- **Work instructions**
The records appear below. Report how many of their lines contain the word "flake", giving the number alone.

Top of Data to examine

PR #2902, opened 2024-08-29
Allow hooks in the expression of a match statement and if statement

ealmloff:
Fixes `dx check` for this code snippet:
```rust
if use_signal(|| true) {
     println!("123")
}

match use_signal(|| true) {
    true => println!("false"),
    false => println!("true")
}
```

And report errors for this code snippet:
```rust
use_hook(|| use_signal(|| 0));
spawn(async move { use_signal(|| 0) });
```

### DIFF
--- a/packages/check/src/check.rs
+++ b/packages/check/src/check.rs
@@ -208,7 +208,11 @@ impl<'ast> syn::visit::Visit<'ast> for VisitHooks {
                 .unwrap_or_else(|| i.span())
                 .into(),
         )));
-        syn::visit::visit_expr_if(self, i);
+        // only visit the body and else branch, calling hooks inside the expression is not conditional
+        self.visit_block(&i.then_branch);
+        if let Some(it) = &i.else_branch {
+            self.visit_expr(&(it).1);
+        }
         self.context.pop();
     }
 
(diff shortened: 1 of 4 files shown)


DogeDark:
Does Rust evaluate every condition in an if statement? E.g.
```rs
let some_value = false;

// Would the use_signal still get checked(ran) despite the conditional already failing?
if some_value && use_signal(|| true) {
    println!("123");
}
```

ealmloff:
> Does Rust evaluate every condition in an if statement? E.g.
> 
> ```rust
> let some_value = false;
> 
> // Would the use_signal still get checked(ran) despite the conditional already failing?
> if some_value && use_signal(|| true) {
>     println!("123");
> }
> ```

No, that case is still unchecked. Compared to if statements and closures, I think it is more rare, but we should lint for that eventually as well. Note it isn't specific to if statements, this code doesn't print anything either:
```rust
fn main() {
    let val = false && returns_true();
    assert!(!val)
}

fn returns_true() -> bool {
    panic!("this will not be run")
}
```

matthunz (approved):
Looks great! I never thought of using hooks like that but I'm sure I'll give it a go now. I posted https://github.com/DioxusLabs/dioxus/issues/2940 to eventually add specific lints for `&&` and `||` in `if` and `match`

PR #2910, opened 2024-08-31
ci: Add workflow for building `flake.nix`

srid:
This will build all flake outputs (using [omnix](https://omnix.page/om/ci.html)). It will also run `cargo build` inside the Nix devShell to make sure that it works, since that seems to be our primary intended use case of Nix in this repo.


matthunz:
Looks great! I'll merge this since Jon already requested it https://github.com/DioxusLabs/dioxus/pull/2890#issuecomment-2319845388

matthunz (approved):

PR #47631, opened 2026-01-26
project_panel: Add `bold_folder_labels` setting

zertosh:
This setting brings Zed in parity with Sublime's `bold_folder_labels`.

The settings does just that, it makes directory labels bold. This setting is
particularly useful for those who turn icons off, but do need a visual
queue (besides the chevron) to quickly tell apart files and folders.

Note: This PR depends on https://github.com/zed-industries/zed/pull/47629.
Otherwise, the setting will appear to have no uneffect (unless you're
using a custom UI font). ZedSans has "bold" today, but that's too thick
for the project panel.

zed-project-panel

Release Notes:

- Added `project_panel.bold_folder_labels` to show folder names with bold text in the project panel (defaults to `false`).

### DIFF
--- a/assets/settings/default.json
+++ b/assets/settings/default.json
@@ -731,6 +731,8 @@
     // Whether to fold directories automatically and show compact folders
     // (e.g. "a/b/c" ) when a directory has only one subdirectory inside.
     "auto_fold_dirs": true,
+    // Whether to show folder names with bold text in the project panel.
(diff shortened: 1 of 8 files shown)


smitbarmase (approved):
Thanks, this looks great! It looks like we depend on https://github.com/zed-industries/zed/pull/47725, so I’ll wait for that to merge before merging this.

PR #47663, opened 2026-01-26
git_graph: Add remote repository support

feeiyu:
Closes #ISSUE

This PR introduces two new RPCs, GetInitialGraphCommit and GetGraphCommitData, to fetch commit information from the remote service.
Both RPCs currently use a pull-based approach. I’m not fully sure whether this is the best design, so feedback on this is very welcome.

It also optimizes CommitDataReader with batch processing to improve remote read performance, and fixes an issue where the first commit was updated late because no query was sent when graph_commit_data_handler was in the CLOSE state.

[2026-01-27 20-38-55.webm](https://github.com/user-attachments/assets/c2bf4530-e007-45be-b8f6-1a2cd4d9d638)

Release Notes:

- Added remote repository support


Anthony-Eid:
Thank you for putting this together, I really appreciate the time and thought that went into it. I’m going to close this PR because I’m moving forward with a different implementation on my end.

The main difference is that I’d prefer to treat remote commit loading as an extension of the existing commit data/repository path, rather than introducing Git-graph-specific remote fetching paths and retry/polling behavior. That feels simpler to me, easier to reuse outside the graph, and closer to the direction I want this API to evolve.

PR #28138, opened 2025-04-05
Update default vim substitute command behavior and add support for 'g' flag

dinocosta:
This Pull Request updates the default behavior of the substitute (`s`) command in vim mode to only replace the next match by default, instead of all, and replace all matches only when the `g` flag is provided, making it more similar to NeoVim's behavior.

In order to achieve this, the following changes were introduced:

- Update `BufferSearchBar::replace_next` to be a public method, so it can be called from `Vim::replace_command` .
- Update the `Replacement::parse` to set the `should_replace_all` field to `false` by default, and only set it to `true` if the `'g'` flag is present in the query.
- Add support for when the `Replacement.should_replace_all` is set to `false` in `Vim::replace_command`, so as to have it only replace the next occurrence instead of all occurrences in the line.
- Introduce `BufferSearchBar::select_first_match` so as to activate the first match on the line under the cursor.

Closes #24450 

Release Notes:

- vim: The `:s//` command now defaults to replacing the first match per line (like vim). Use `/g` to replace all matches.

PR #47664, opened 2026-01-26
vim: Add `gdefault` setting to set `/g` as a default substitution flag

bluetech:
vim has a `:set gdefault` flag, which is described as follows:

    'gdefault' 'gd'         boolean (default off)
                        global
        When on, the ":substitute" flag 'g' is default on.  This means that
        all matches in a line are substituted instead of one.  When a 'g' flag
        is given to a ":substitute" command, this will toggle the substitution
        of all or one match.  See complex-change.

                command         'gdefault' on   'gdefault' off
                :s///             subst. all      subst. one
                :s///g            subst. one      subst. all
                :s///gg           subst. all      subst. one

Bottom of Data to examine

- **Solution for this problem**
2